Антон пошел один по деревне, по дороге, ведущей вверх по склону горы. Деревня в это утро показалась ему очень знакомой, как будто он прожил здесь много лет. Утром после Пасхи на кладбище армян было безлюдно. Антон удивился сначала, что столы под навесами у могил по-прежнему обильно накрыты. Хотел спросить, для кого, но спросить было не у кого. Потом на самом верху кладбища, у мавзолея сына директора ресторана, он увидел Карапета, Нагапета и Гамлета. Три деда сидели на скамейке и задумчиво смотрели на кладбище.
Антон подошел к ним, поздоровался и спросил:
– Столы накрыты… Это для кого?
– А сам как думаешь? – усмехнулся Гамлет.
Антон задумался и сказал:
– Для людей.
– Правильно, – сказал Гамлет, – я смотрю, с утра соображаешь шустро, молодчик.
– А для каких людей? – настаивал Антон, – Для… опоздавших, что ли?
– Да, – засмеялся Гамлет, – можно так сказать, мой брат.
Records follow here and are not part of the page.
PR #2238, opened 2026-01-22
fix websocket handshake response headers check

zhongzichang:
HTTP header names are not case-sensitive according to HTTP specifications (RFC 9110 and prior RFCs). However, the original code used conditional statements like `if (field == “Upgrade”)`, which caused handshake failures with certain servers.


Neverlord:
Thank you very much for the patch! 🙏

PR #1136, opened 2024-07-18
feat: add on_hold status in tgbot and refactore random username #1125

erfjab:
I have added the `on_hold` status to the Marzban Telegram bot so that users do not have to rely on secondary solutions like Holderbot or ... (unless they prefer to). Here are the tasks I completed:

- [x] **Added:** Ability to select on_hold status when creating a user
- [x] **Added:** Count of on_hold users in system info, subtracting them from inactive users
- [x] **Refactored:** User statistics text
- [x] **Refactored:** Random username generate
- [x] **Fixed:** User count in the user list
- [x] **Fixed:** Icon for on_hold users

### DIFF
--- a/app/telegram/handlers/admin.py
+++ b/app/telegram/handlers/admin.py
@@ -4,7 +4,7 @@ import os
 import random
 import re
 import string
-from datetime import datetime
+from datetime import datetime, timedelta
 
 import qrcode
 import sqlalchemy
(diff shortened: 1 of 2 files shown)


SaintShit:
Sadly, I wasn't aware that on_hold is not included to bot. big thanks.

PR #1137, opened 2024-07-19
On Hold Property Added to UserDialog | Usage Coefficient Added to NodesModal

x0sina:
Coefficient
Screenshot 2024-07-19 224321


SaintShit:
Nice! we've needed this for a long time.
Can you please make the "Expire duration" field required when the On_hold is checked? otherwise, this error will throw

image

and it's not catched.

M03ED:
also this change is on master branch not dev branch

x0sina:
Thanks for reviewing my pull request
Expire duration is now required in UserDialog when trying to create or edit a user on on_hold' status.

M03ED:
Thanks for this, but we should not be able to change user status to on_hold when we edit the user ?

PR #1139, opened 2024-07-19
Fix grpc quic

fodhelper:


app/subscription/singbox.py
```diff
@@ -256,6 +256,11 @@ def add(self, remark: str, address: str, inbound: dict, settings: dict):
         if net in ("kcp", "splithttp"):
             return
 
+        if net == "quic" and inbound["header_type"] != 'none':
+            return
+
+        if
```
SaintShit, line 262: what's this if? it's always better to have project in your code space and run a test before making PR. (as we don't have test actions sadly)

fodhelper: Sorry, I have actually tested it, idk where this 'if' came from

fodhelper: As i don't use Git, this problems occur

PR #1146, opened 2024-07-19
Refactore: randomize sub configs

M03ED:


erfjab (changes requested):
You have used the randomization of inbounds , you should use the randomized hosts. Of course, if I am wrong, I would appreciate your guidance.

PR #1151, opened 2024-07-20
feat(telegramBot): Add onhold timeout

ImMohammad20000:


app/telegram/handlers/admin.py
```diff
@@ -1252,14 +1257,70 @@ def add_user_expire_step(message: types.Message, username: str, data_limit: int,
 
     schedule_delete_message(message.chat.id, message.id)
     cleanup_messages(message.chat.id)
+    if user_status == "onhold":
+        timeout_message = '⬆️ Enter timeout (YYYY-MM-DD)\nOr You Can Use Regex Symbol: ^[0-9]{1,3}(M|D) :\n⚠️ Send 0 for never expire.'
```
SaintShit, line 1261: 0 for never timeout, not expire

PR #1154, opened 2024-07-20
Enhance SNI and Host Selection Logic Based on List Lengths

amotlagh:
If the lengths of sni_list and req_host_list are the same, it selects a random index and uses the corresponding elements from both lists. If the lengths are different, it falls back to the original behavior of selecting random elements independently.

### DIFF
--- a/app/subscription/share.py
+++ b/app/subscription/share.py
@@ -303,16 +303,20 @@ def process_inbounds_and_tags(
             host_inbound = inbound.copy()
             for host in xray.hosts.get(tag, []):
                 sni = ""
-                sni_list = host["sni"] or inbound["sni"]
-                if sni_list:
-                    salt = secrets.token_hex(8)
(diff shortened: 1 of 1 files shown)


M03ED:
I submit this change to make pattern more random 
May I know the reason for this change?

erfjab:
> I submit this change to make pattern more random 
> May I know the reason for this change?


Some SNI require some host. When you want to use the Random Host and SNI feature, this feature is very useful.

erfjab (approved):
Nice 🤌

Mmdd93:
We use cdn config so host and sni in 90% of situations must be the same. when we try to use multiple subdomains in host and sni, the output is dissimilar ( unequal sni and host) so our cdn config does not work. first logic: We can only use multiple subdomains in host or sni, and the empty field (sni or host) should be filled as the same.
sec logic: if we have equal multiple subdomains in host and sni, they fill as equal subdomains in the output config

PR #1162, opened 2024-07-21
feat: add address list support in hosts

erfjab:
For traffic load balance and diversity in IP or address ranges of the configurations, it was necessary to list them.

**My Tasks:**

- [x] add address list support in hosts
- [x] support domain and ip


erfjab:
https://github.com/user-attachments/assets/e59ff3cd-e6aa-43b0-8f85-971db058f210

fodhelper:
Great, It's also good to support ports like "1005-1010,5000"
But needs too many changes, Front, Back and Database

erfjab:
> we already discuss about this , easier and more efficient way is using a domain that point to multiple ip or domain

We provide the option, now you can use it, I can use this. We can't force our preferences on anyone.

PR #1175, opened 2024-07-23
Prevent zooming on input focus in iOS

x0sina:
### Overview
This pull request adds a meta tag to the project to prevent zooming when focusing on an input field in iOS devices. This change addresses a common usability issue where the viewport zooms in when a user interacts with form fields, which can disrupt the user experience.

### Changes
- Added `<meta name="viewport" content="width=device-width, user-scalable=no" />` to the HTML `<head>` section.

### Reasoning
When users focus on an input field in iOS, the default behavior is to zoom in to provide a closer view of the text. While this can be helpful in some contexts, it often results in an awkward and jarring experience, especially in responsive web applications. By setting `user-scalable` to `no`, we prevent this automatic zooming behavior, ensuring a smoother and more consistent user experience across devices.

### Testing
- Verified that the meta tag is included in the HTML output.
- Tested on iOS devices to ensure the input fields no longer trigger zooming.
- Checked across various browsers to confirm no adverse effects on non-iOS devices.

### Notes
This change targets iOS-specific behavior and does not affect other aspects of the viewport settings.


M03ED:
i suggest be more careful in your pr's
marzban merge your pr 2 times and both of them cause a massive issue in frontend, i suggest you to fix last one then apply new changes

x0sina:
You can see the commits, Changes that applied after my PR made that issues

PR #1187, opened 2024-07-25
feat: Add migration to correct last_status_change for expired users

Alirezaja1384:
P.S. I don't know if handling only MySQL and SQLite is enough or not.


erfjab (commented):
Friends also use Mariadb, but the Mariadb and MySQL commands are similar.

SaintShit:
Hi, would you please explain what problem is solves?

Alirezaja1384:
> Hi, would you please explain what problem it solves?

Sure, the migration I wrote before sets that `last_status_change` to migration time, so if we suppose the expired should be deleted in 30 days, they will be deleted a month after the migration, not their expiration date. This migration sets the `last_status_change` to the user's expiration time.

ImMohammad20000:
what if user expire is null??

ImMohammad20000:
> what if user expire is null??

@Alirezaja1384

PR #1191, opened 2024-07-25
feat(subtitle): add ability to change subtitle to user's username

erfjab:
Some users have requested that in software like `Hiddify Next`, instead of the `Subscription title`, the username of the users should be displayed. I have added this feature as an `option`. If you write `username for the Subscription title`, each user's title will become their username; otherwise, whatever else you write will be displayed as the title.

- [x] feat: add ability to change subtitle to user's username

### DIFF
--- a/app/models/user.py
+++ b/app/models/user.py
@@ -285,8 +285,9 @@ class UserResponse(User):
         if not v:
             salt = secrets.token_hex(8)
             url_prefix = (XRAY_SUBSCRIPTION_URL_PREFIX).replace('*', salt)
-            token = create_subscription_token(values["username"])
-            return f"{url_prefix}/{XRAY_SUBSCRIPTION_PATH}/{token}"
+            username = values["username"]
+            token = create_subscription_token(username)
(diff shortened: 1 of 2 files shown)


erfjab:
I made another commit to append the user's username with a hashtag at the end of the subscription link. What is the purpose of this?

1. Firstly and most importantly, the user's username becomes identifiable from the subscription link.
2. Secondly, some software (most notably v2rayng) can only recognize the subscription name in this manner.

erfjab:
image
image

ImMohammad20000:
This is not useful you can send username with host variables for user

erfjab:
> This is not useful you can send username with host variables for user

What if I want to send it in the header?

ImMohammad20000:
Why someone would send it in the header??

erfjab:
> Why someone would send it in the header??

Because it wants the user's username to be included in the title when importing subs.

xmohammad1:
> This is not useful you can send username with host variables for user

is not same as when you put it in host

PR #1237, opened 2024-08-10
increased fragment settings to 4 digits

ImMohammad20000:
for some reason 4 digit fragment settings can help to bypass tlshello fragment blocking


erfjab (approved):
Thank you. And Thank you for your help in updating the X-ray core fragment.

PR #1248, opened 2024-08-16
Fix(users): add ilike to get user

erfjab:
A small change for me, but a big change for tgbots. :)

### DIFF
--- a/app/db/crud.py
+++ b/app/db/crud.py
@@ -100,7 +100,7 @@ def get_user_queryset(db: Session) -> Query:
 
 
 def get_user(db: Session, username: str):
-    return get_user_queryset(db).filter(User.username == username).first()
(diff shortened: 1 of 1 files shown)


M03ED:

Для опоздавших по жизни.
– Для бичей, – пояснил для Антона приветливый «дон» Карапет. – На следующий день после Пасхи бичи приходят. Покушают, выпьют как люди хоть раз в году. Помянут родственников наших. У нас так считается, бичи когда поминают – это хорошо. Когда один бич поминает – это как три нормальных человека поминают. А есть такие, что вообще не дай бог – один к десяти, считается.